TASK OBJECTIVE:
Copy out all of the entries below without any change.
*** INPUT FOR THIS TASK ***
PR #939, opened 2021-11-19
feat: introduce JwtClaimsSource

platosha:
Fixes vaadin/fusion#46

### DIFF
--- a/vaadin-spring-tests/test-spring-security-fusion/src/main/java/com/vaadin/flow/spring/fusionsecurity/SecurityConfig.java
+++ b/vaadin-spring-tests/test-spring-security-fusion/src/main/java/com/vaadin/flow/spring/fusionsecurity/SecurityConfig.java
@@ -2,6 +2,8 @@ package com.vaadin.flow.spring.fusionsecurity;
 
 import javax.crypto.spec.SecretKeySpec;
 import java.util.Base64;
+import java.util.HashMap;
+import java.util.Map;
 import java.util.stream.Collectors;
 
 import org.springframework.beans.factory.annotation.Autowired;
@@ -22,6 +24,8 @@ import org.springframework.security.oauth2.jose.jws.JwsAlgorithms;
 import com.vaadin.flow.spring.fusionsecurity.data.UserInfo;
 import com.vaadin.flow.spring.fusionsecurity.data.UserInfoRepository;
*** End of INPUT FOR THIS TASK ***
ANSWER SPACE:
PR #939, opened 2021-11-19
feat: introduce JwtClaimsSource

platosha:
Fixes vaadin/fusion#46

### DIFF
--- a/vaadin-spring-tests/test-spring-security-fusion/src/main/java/com/vaadin/flow/spring/fusionsecurity/SecurityConfig.java
+++ b/vaadin-spring-tests/test-spring-security-fusion/src/main/java/com/vaadin/flow/spring/fusionsecurity/SecurityConfig.java
@@ -2,6 +2,8 @@ package com.vaadin.flow.spring.fusionsecurity;
 
 import javax.crypto.spec.SecretKeySpec;
 import java.util.Base64;
+import java.util.HashMap;
+import java.util.Map;
 import java.util.stream.Collectors;
 
 import org.springframework.beans.factory.annotation.Autowired;
@@ -22,6 +24,8 @@ import org.springframework.security.oauth2.jose.jws.JwsAlgorithms;
 import com.vaadin.flow.spring.fusionsecurity.data.UserInfo;
 import com.vaadin.flow.spring.fusionsecurity.data.UserInfoRepository;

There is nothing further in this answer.